● THE DATA:
################

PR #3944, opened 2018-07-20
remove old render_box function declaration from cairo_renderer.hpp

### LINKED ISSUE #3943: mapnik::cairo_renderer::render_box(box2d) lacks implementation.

################

● TASK PROMPT:
All of the material is to be written out exactly.

● COMPLETED EXERCISE:
PR #3944, opened 2018-07-20
remove old render_box function declaration from cairo_renderer.hpp

### LINKED ISSUE #3943: mapnik::cairo_renderer::render_box(box2d) lacks implementation.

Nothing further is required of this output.